Friday, May 16, 2008

"Kebarat-baratan"

Entah darimana asalnya, saya mendapat label 'kebarat-baratan'. Mungkin berdasarkan tulisan-tulisan saya di blog ini, yang menampilkan nilai-nilai positif dari barat. Sedangkan untuk tulisan dari dalam negeri, saya lebih condong menulis sisi-sisi negatif.

Insya Allah, saya tidak bermaksud mengunggulkan nilai-nilai barat. Sungguh saya tidak kagum dengan nilai barat. Yang saya kagumi adalah nilai-nilai positif dari agama yang saya anut, ternyata lebih banyak diterapkan oleh barat daripada penganut agama itu, yang banyak tinggal di Indonesia. Hanya itu.
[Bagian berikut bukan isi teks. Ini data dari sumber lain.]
PR #144, opened 2015-05-27
Read file manually in PreparedAttachment while calculating SHA1 and length

emlaver:
*What*
Change the current method of saving the temporary file, length, and calculating the SHA1 in PreparedAttachment.
*Why* 
To prepare for encrypting attachments, we need the stream to be read once and the SHA1 digest calculated as we go.
*How*
Using a manual method that includes a while loop that reads the input stream and writes to the temporary file using an output stream. Within the loop, we calculate the SHA1 and the total length.
*Testing* 
setAndGetAttachmentsTest includes a test for asserting the expected SHA1 and saved attachment SHA1.  Also added in the same method a test to compare file length and saved attachment length.

reviewer @mikerhodes 
reviewer @tomblench 

BugId: 47455

### DIFF
--- a/sync-core/src/main/java/com/cloudant/sync/datastore/PreparedAttachment.java
+++ b/sync-core/src/main/java/com/cloudant/sync/datastore/PreparedAttachment.java
@@ -1,5 +1,5 @@
 /**
- * Copyright (c) 2014 Cloudant, Inc. All rights reserved.
+ * Copyright (c) 2015 Cloudant, Inc. All rights reserved.
  *
  * Licensed under the Apache License, Version 2.0 (the "License"); you may not use this file
  * except in compliance with the License. You may obtain a copy of the License at
@@ -14,15 +14,18 @@
 
 package com.cloudant.sync.datastore;
 
-import com.cloudant.sync.util.Misc;
-
 import org.apache.commons.io.FileUtils;
 import org.apache.commons.io.IOUtils;
 
 import java.io.File;
-import java.io.FileInputStream;
 import java.io.IOException;
+import java.io.InputStream;
+import java.io.OutputStream;
+import java.security.MessageDigest;
+import java.security.NoSuchAlgorithmException;
 import java.util.UUID;
+import java.util.logging.Level;
+import java.util.logging.Logger;
 
 /**
  * An attachment which has been been copied to a temporary location and had its sha1 calculated,
@@ -32,6 +35,7 @@ import java.util.UUID;
  */
 public class PreparedAttachment {
 
+    private Logger logger = Logger.getLogger(PreparedAttachment.class.getCanonicalName());
     /**
      * Prepare an attachment by copying it to a temp location and calculating its sha1.
      *
@@ -43,20 +47,46 @@ public class PreparedAttachment {
                               String attachmentsDir) throws AttachmentException {
         this.attachment = attachment;
         this.tempFile = new File(attachmentsDir, "temp" + UUID.randomUUID());
-        FileInputStream tempFileIS = null;
+        InputStream attachmentInStream = null;
+        OutputStream tempFileOutStream = null;
+        MessageDigest calculateSha1 = null;
+        int totalRead = 0;
         try {
-            FileUtils.copyInputStreamToFile(attachment.getInputStream(), tempFile);
-            this.sha1 = Misc.getSha1((tempFileIS = new FileInputStream(tempFile)));
+            attachmentInStream = attachment.getInputStream();
+
+            //Use FileUtils to create folder structure and file if necessary for output stream
+            tempFileOutStream = FileUtils.openOutputStream(this.tempFile);
+
+            calculateSha1 = MessageDigest.getInstance("SHA-1");
+            int bufferSize = 1024;
+            byte[] buffer = new byte[bufferSize];
+            int bytesRead;
+            while ((bytesRead = attachmentInStream.read(buffer)) != -1) {
+                calculateSha1.update(buffer, 0, bytesRead);
+                tempFileOutStream.write(buffer, 0, bytesRead);
+                totalRead += bytesRead;
+            }
         } catch (IOException e) {
+            logger.log(Level.WARNING, "Problem reading from input or writing to output stream ", e);
+            throw new AttachmentNotSavedException(e);
+        } catch (NoSuchAlgorithmException e) {
+            logger.log(Level.WARNING, "Problem calculating SHA1 for attachment stream ", e);
             throw new AttachmentNotSavedException(e);
         } finally {
-            //ensure the temp file is closed after calculating the hash
-            IOUtils.closeQuietly(tempFileIS);
+            //Ensure the attachment input stream and file output stream is closed after calculating the hash
+            IOUtils.closeQuietly(attachmentInStream);
+            IOUtils.closeQuietly(tempFileOutStream);
         }
+        //Set attachment length from bytes read in input stream
+        this.length = totalRead;
+        this.sha1 = calculateSha1.digest();
     }
 
     public final Attachment attachment;
     public final File tempFile;
     public final byte[] sha1;
+    public final long length;
 }
+
+
 
--- a/sync-core/src/test/java/com/cloudant/sync/datastore/AttachmentTest.java
+++ b/sync-core/src/test/java/com/cloudant/sync/datastore/AttachmentTest.java
@@ -20,8 +20,6 @@ import com.cloudant.sync.sqlite.SQLQueueCallable;
 import com.cloudant.sync.util.Misc;
 import com.cloudant.sync.util.TestUtils;
 
-import static org.hamcrest.CoreMatchers.is;
-
 import org.apache.commons.io.IOUtils;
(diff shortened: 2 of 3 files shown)


sync-core/src/main/java/com/cloudant/sync/datastore/PreparedAttachment.java
```diff
@@ -43,20 +47,47 @@ public PreparedAttachment(Attachment attachment,
...
+            int bytesRead;
+            int totalRead = 0;
+            while ((bytesRead = attachmentInStream.read(buf)) != -1) {
+                sha1.update(buf, 0, bytesRead);
+                tempFileOutStream.write(buf, 0, bytesRead);
+                totalRead += bytesRead;
+            }
+
+            //Set attachment length from bytes read in input stream
+            this.length = totalRead;
```
mikerhodes: Probably set this down by where the sha1 is set for the object, for consistency.

sync-core/src/main/java/com/cloudant/sync/datastore/PreparedAttachment.java
```diff
@@ -43,20 +47,47 @@ public PreparedAttachment(Attachment attachment,
...
         try {
-            FileUtils.copyInputStreamToFile(attachment.getInputStream(), tempFile);
-            this.sha1 = Misc.getSha1((tempFileIS = new FileInputStream(tempFile)));
+            attachmentInStream = attachment.getInputStream();
+
+            //Use FileUtils to create folder structure and file if necessary for output stream
+            tempFileOutStream = FileUtils.openOutputStream(this.tempFile);
+
+            sha1 = MessageDigest.getInstance("SHA-1");
+            int bufSiz = 1024;
```
mikerhodes: Don't abbreviate when it saves you just a character or two.

sync-core/src/main/java/com/cloudant/sync/datastore/PreparedAttachment.java
```diff
@@ -43,20 +47,47 @@ public PreparedAttachment(Attachment attachment,
...
+            byte buf[] = new byte[bufSiz];
```
mikerhodes: Shouldn't this be `byte[] buf`?

sync-core/src/main/java/com/cloudant/sync/datastore/PreparedAttachment.java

Dengan kata lain, jika saya menuliskan sesuatu tentang barat, maka saya menulisnya dengan ukuran agama saya, Islam. Jika nilai barat itu benar menurut Islam, maka saya tuliskan. Jika nilai barat itu salah, maka tidak saya tuliskan. Tujuan saya hanya sebagai pemacu buat penganut agama Islam, khususnya, maupun masyarakat Indonesia, umumnya. Pemacu agar menjalankan ajaran agamanya masing-masing.
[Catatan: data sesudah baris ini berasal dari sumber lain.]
PR #145, opened 2015-05-27
47497 encrypting streams

mikerhodes:
_What:_
Two Stream implementations, one which reads the encrypted attachment blob format and one which writes it.

_How:_
Simple wrappers around the JCE CipherInput/OutputStream classes which read or write the header before delegating to the CipherXStream to write the content.

_Tests:_
Added tests that the streams can read and write pre-canned data, checked against known-good versions checked against the same encryption as done by OpenSSL.
Also add checks for error conditions on reading.

_Questions:_
- Is extending `FilterInputStream` and `FilterOutputStream` the right thing to do here?
- I think reading/writing from the wrapped stream during construction is the right thing to do, but thoughts welcome.

Don't worry about the 4,719 lines of Dostoevsky, it's the encryption test file, taken from Project Gutenburg to avoid having a trivial test file. GitHub collapses it anyway, thankfully.

reviewer @emlaver 
reviewer @ricellis


sync-core/src/main/java/com/cloudant/sync/datastore/encryption/EncryptedAttachmentInputStream.java
```diff
@@ -0,0 +1,259 @@
...
+    public int available()
+            throws IOException {
+        return cipherInputStream.available();
+    }
+
+    @Override
+    /**
+     * <p>Closes this input stream and releases any system resources associated with the stream.</p>
+     *
+     * <p>The EncryptedAttachmentInputStream method of CipherInputStream calls the close method
```
ricellis: I find this comment pretty confusing. Wouldn't it be easier just to say this method calls close on its proxied CipherInputStream?

sync-core/src/main/java/com/cloudant/sync/datastore/encryption/EncryptedAttachmentInputStream.java
```diff
@@ -0,0 +1,259 @@
...
+            throws IOException {
+        cipherInputStream.close();
+    }
+
+    @Override
+    /**
+     * <p>Tests if this input stream supports the mark and reset methods, which it does not.</p>
+     *
+     * @return false, since this class does not support the mark and reset methods.
+     */
```
ricellis: This is not what the method does.

ricellis:
Assuming that the Cipher*Streams use the same semantics as the ancestors is there any reason not to use inheritDoc in the Encryption* streams with some augmentation to avoid duplicating so much javadoc? e.g.
```java
/**
* {@inheritDoc}
* <p>This method proxies to the CipherInputStream.</p>
*/
@Override
```

sync-core/src/main/java/com/cloudant/sync/datastore/encryption/EncryptedAttachmentOutputStream.java
```diff
@@ -0,0 +1,196 @@
...
+     * stream.</p>
+     *
+     * <p>This method invokes the doFinal method of the encapsulated cipher object, which
+     * causes any bytes buffered by the encapsulated cipher to be processed. The result is
+     * written out by calling the flush method of this output stream.</p>
+     *
+     * <p>This method resets the encapsulated cipher object to its initial state and calls
+     * the close method of the underlying output stream.</p>
+     *
+     * <p>This just proxies to the underlying CipherOutputStream.</p>
```
ricellis: I feel like this would make more sense if the comment order was reversed e.g. "This method proxies to the underlying CipherOutputStream which in turn invokes the doFinal..."
Or maybe after declaring that it proxies to CipherOutputStream just use `@see CipherOutputStream#close()`

ricellis:
The keyless forms of the constructors are documented as essentially useless. If that is really the case is there any reason to have those constructors at all?

sync-core/src/main/java/com/cloudant/sync/datastore/encryption/EncryptedAttachmentOutputStream.java
```diff
@@ -0,0 +1,196 @@
...
+        super(out);
+        cipherOutputStream = new CipherOutputStream(out, new NullCipher());
+    }
+
+    /**
+     * <p>Creates an output stream with a key and IV.</p>
+     *
+     * <p>This constructor writes bytes to the out parameter in order to write the header.</p>
+     *
+     * <p>Note: if the specified output stream is null, a NullPointerException may be thrown
```
ricellis: This seems a bit strange, if a null stream isn't acceptable input why not check the parameter and throw during construction? Similarly for the InputStream version.

sync-core/src/main/java/com/cloudant/sync/datastore/encryption/EncryptedAttachmentInputStream.java
mikerhodes: I think that was probably what I intended to say, but it somehow slipped betwixt mind and fingers.

sync-core/src/main/java/com/cloudant/sync/datastore/encryption/EncryptedAttachmentInputStream.java
mikerhodes: I guess I could instead say it proxies down to cipherInputStream, this javadoc was copied from there (like most of the docs).

ricellis:
Re: Is extending FilterInputStream and FilterOutputStream the right thing to do here?
Currently it doesn't seem to be providing any value as all the methods have been overridden anyway. Constructing the FilterXStream using the CipherXStream would avoid all that overriding, but would necessitate moving the constructor code into some sort of static utility method to init the CipherXStreams. It sounds like your concern with that approach is exposure to later superclass changes. I've no idea how likely that is, but it seems that changes to the Input/OutputStream classes themselves would probably necessitate changes to the CipherXStreams anyway.

sync-core/src/main/java/com/cloudant/sync/datastore/encryption/EncryptedAttachmentOutputStream.java
mikerhodes: In fact, we do, when we try to read/write. I'll correct this in both streams.

sync-core/src/main/java/com/cloudant/sync/datastore/encryption/EncryptedAttachmentInputStream.java
mikerhodes: Addressed in 538ca2ad1325292bb61d38bced840e117fc8fbd6.

sync-core/src/main/java/com/cloudant/sync/datastore/encryption/EncryptedAttachmentInputStream.java
mikerhodes: Addressed in 538ca2ad1325292bb61d38bced840e117fc8fbd6.

sync-core/src/main/java/com/cloudant/sync/datastore/encryption/EncryptedAttachmentOutputStream.java
mikerhodes: Addressed in 538ca2ad1325292bb61d38bced840e117fc8fbd6.

sync-core/src/main/java/com/cloudant/sync/datastore/encryption/EncryptedAttachmentOutputStream.java
mikerhodes: Addressed in 538ca2ad1325292bb61d38bced840e117fc8fbd6.

mikerhodes:
@ricellis 

> Use `@inheritDoc`

Not sure this would work as we don't inherit from CipherInputStream

> Keyless constuctors

I include those so we can initialise a NullCipher() object so that the constructed object is somehow valid.

> Extending Filter stream

I think it's still useful as a marker -- some transformation of your input happens here. I think this is why CipherInputStream extends too even though it overrides all the methods. I'm not sure moving to helper methods for the CipherXStream init increases the clarity of the code, I'm not sure where they'd belong.

Possibly in the to-be-written AttachmentStreamFactory class -- I guess I'll revisit this design then.

emlaver:
+1, looks good after the recent doc. updates commit

ricellis:
As discussed I think revisiting the design later to potentially avoid the extra wrapping would be good, but for this right now
+1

Semua memang berawal dari kekecewaan, kekecewaan terhadap kebanyakan masyarakat Indonesia yang tidak mau menjalankan ajaran agamanya, terutama yang pokok. Hal ini tidak hanya dilakukan oleh anggota masyarakat yang berstatus awam, namun juga yang sudah berilmu agama, dan sudah sering menyampaikan ilmunya kepada orang lain. Kalau dalam agama Islam, disebut Ustadz.
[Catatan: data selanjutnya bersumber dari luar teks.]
PR #26, opened 2025-01-06
Integrate visualCaseGen into CrocoDash

alperaltuntas:
This PR integrates visualCaseGen into CrocoDash as a backend for CESM-specific features and MOM6 domain generation library. The main change is in the newly added `case` module, which  represents a regional MOM6 case within the CESM framework. It is similar to the `Experiment` class in the regional_mom6 package, but with modifications to work within the CESM framework. This class automates the steps of creating a CESM case and configuring all of its build-time and runtime parameters. Additionally the `Grid`, `Topo` and `VGrid` classes are introduced: These are basically wrappers of corresponding `mom6_bathy` classes (that comes with visualCaseGen). The utilization of these new classes are showcased in the modified `minimal_demo_rect.ipynb` and `minimal_demo_subset_global.ipynb` demo notebooks. The two remaining demo notebooks will need to be transformed subsequently as well.

Note: this PR should be evaluated in conjunction with https://github.com/CROCODILE-CESM/regional-mom6/pull/39

There are several required TODOs:

 - [x] Transform the remaining two notebooks.
 - [ ] Add/adjust tests.
 - [x] Remove modules such as `driver` and `grid_gen` and the entire `regional_casegen` which are no longer necessary.
 - [ ] There are a few datasets (such as the global NWA12 grid and the tidal dataset) that are needed for the demos. We should make them available online, possibly on the svn inputdata repository.)
 - [x] Multi-instance feature.

There are several nice-to-have or longer-term TODOs:

 - use copernicusmarine Python API instead of directing users to CLI. 
 - When CrocoDash is executed on a derecho login node, the kernel crashes when computationally heavy methods are called. We should seek ways of making those more robust or better informing the users about the cause of crashes.
 -  Implement mask_disconnected_ocean_areas() in mom6_bathy, possibly via TopoEditor widget. We should implement a *magic wand*-like  area picker in TopoEditor.
 - Standardize logging across all the libraries.


manishvenu (approved):
Looks good, I'll start work on the required TBD items. We mayneed to change the forcing function calls to regional_mom6 when the PR gets merged, the tidal function arguments changed to just point to the two files & there's additional optional arguments for the forcings (rotation & masking)

alperaltuntas:
@manishvenu Merging the latest main into this PR branch led to CI test failures. From a quick look, it seems the conftest files of CrocoDash and visualCaseGen are conflicting (?), altthough I am not sure why CrocoDash is looking into visualCaseGen conftest file. Any idea of how to fix this?

manishvenu:
> @manishvenu Merging the latest main into this PR branch led to CI test failures. From a quick look, it seems the conftest files of CrocoDash and visualCaseGen are conflicting (?), altthough I am not sure why CrocoDash is looking into visualCaseGen conftest file. Any idea of how to fix this?

Hey @alperaltuntas, it looks like pytest has difficulty importing two files of the same name. I played around with it, but it seems like the easiest way right now is to rename the CrocoDash folder to something different than "tests" (maybe tests_CrocoDash" or take out the __init__.py file in the tests folder.

alperaltuntas:
@manishvenu Any idea why the last commit fails the CI test?

manishvenu:
> @manishvenu Any idea why the last commit fails the CI test?

Hey @alperaltuntas, the conda action fails sometimes I think (the process '/usr/share/miniconda/condabin/conda' failed with exit code 1). Usually works in a few hours or the next day. It's pretty early in the action so it couldn't be much on our side.

manishvenu:
> > @manishvenu Any idea why the last commit fails the CI test?
> 
> Hey @alperaltuntas, the conda action fails sometimes I think (the process '/usr/share/miniconda/condabin/conda' failed with exit code 1). Usually works in a few hours or the next day. It's pretty early in the action so it couldn't be much on our side.
> 
> The only update was mom6_bathy in the last commit, so the CI tests shouldn't change.

I'll really quickly trying creating the environment myself and see what happens

manishvenu:
> > > @manishvenu Any idea why the last commit fails the CI test?
> > 
> > 
> > Hey @alperaltuntas, the conda action fails sometimes I think (the process '/usr/share/miniconda/condabin/conda' failed with exit code 1). Usually works in a few hours or the next day. It's pretty early in the action so it couldn't be much on our side.
> > The only update was mom6_bathy in the last commit, so the CI tests shouldn't change.
> 
> That actually could be the issue, I'll really quickly trying creating the environment myself and see what happens

It is a pip issue, let me investigate

manishvenu:
> > > > @manishvenu Any idea why the last commit fails the CI test?
> > > 
> > > 
> > > Hey @alperaltuntas, the conda action fails sometimes I think (the process '/usr/share/miniconda/condabin/conda' failed with exit code 1). Usually works in a few hours or the next day. It's pretty early in the action so it couldn't be much on our side.
> > > The only update was mom6_bathy in the last commit, so the CI tests shouldn't change.
> > 
> > 
> > That actually could be the issue, I'll really quickly trying creating the environment myself and see what happens
> 
> It is a pip issue, let me investigate
@alperaltuntas It's good now! I didn't correctly revert the merge with main from mom6_bathy so setup.py was the wrong python version.

PR #27, opened 2025-01-15
Tests , Documentation, and Minor Code Edits for the VCG PR

manishvenu:
Tasks:

- [x] Write basic test cases for the new modules in CrocoDash
- [x] Write up some light docs for the new structure
- [x] (Think about) Add some minor convenience params to process_forcings & to case_creation for GLORYS data
- [ ] (Think about) Heavy CESM test case 
- [x] Maybe demo showing how to add grids already generated to CrocoDash

Changes:

- Test cases: Added some test cases for the case module functions and added small connection tests for all other modules (test_minimal_modules)
- Make demos have override=False so new users don't fall in the hole of deleting old work
- Write light doc changes to help new users.
- Add params to process_forcings so users can decide which forcings to run if needed. (This helps mostly with dev work, but also in case the user changes RM6 code for a specific function and wants to rerun the specific forcing function. It also saves a bit of time since initial_condition/tides doesn't need to be called everytime)
- New demo from user grids

TBD:

- [x] Merge the data access PR and write a couple data access PR tests

Isn't Done:

- [ ] Run CESM on github actions in `test_workflow.py::run_full_workflow`


manishvenu:
Two points:

1. I didn't have a great example on how to setup the CESM in github actions to run a small regional case. Maybe table this for later?
3. I merged the data_access branch into this one, which is why it looks like so many files changed

manishvenu:
@alperaltuntas This is ready for review, but I thought I'd table running the CESM in github actions for later unless there's an easy way to do it!

alperaltuntas (approved):

PR #31, opened 2025-02-03
Minor spelling error in case.py process_forcings().

AidanJanney:
**Description:**
There was a bug found when calling `case.process_forcings()` in minimal_demo_rect.ipynb. Process_forcings sets the boundary_type="rectangle" which throws an error when regional_mom6.py function setup_boundary_tides() checks that the boundary_type is either "rectangular" or "curvilinear."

Ada sebuah kisah dari seorang sahabat saya. Dulu dia termasuk orang yang tidak mau ikut pengajian. Alasan dia saat itu adalah "dia tidak mau mendengarkan orang yang NATO, No Action Talk Only". Menurut pandangan dia, banyak Ustadz yang punya ilmu namun tidak menerapkan ilmunya di kehidupan sehari-hari. Sehingga orang seperti itu tidak pantas untuk didengarkan.

Menurut saya, dua-duanya adalah salah. Si Ustadz salah, karena selain punya kewajiban untuk menyampaikan ilmunya ke orang lain, dia juga punya kewajiban untuk menjalankan ilmu yang sudah dia kuasai. Bahkan hukumannya sangat berat bagi siapa saja yang menyampaikan sesuatu tetapi dia sendiri tidak menjalankan.

Sahabat saya juga salah. Dia punya kewajiban untuk menuntut ilmu, terutama ilmu-ilmu agama. Tidak ada alasan untuk tidak menuntut ilmu karena Ustadznya tidak menjalankan. Ilmu itu sebenarnya berasal dari Allah SWT, bukan dari Ustadz. Kalau Ustadznya tidak menjalankan, itu adalah urusan Ustadz tersebut dengan Allah SWT. Kewajiban kita hanya menuntut ilmu. Hanya, jika kasus Ustadznya seperti itu, dibutuhkan ketelitian. Kita perlu membandingkan ilmu yang dia sampaikan dengan Ustadz lain. Akan lebih baik kalau dibandingkan dengan sumbernya langsung, Al-Qur'an dan As-Sunnah. Tambahan lagi, tidak semua Ustadz seperti itu. Masih banyak Ustadz lain yang lebih baik.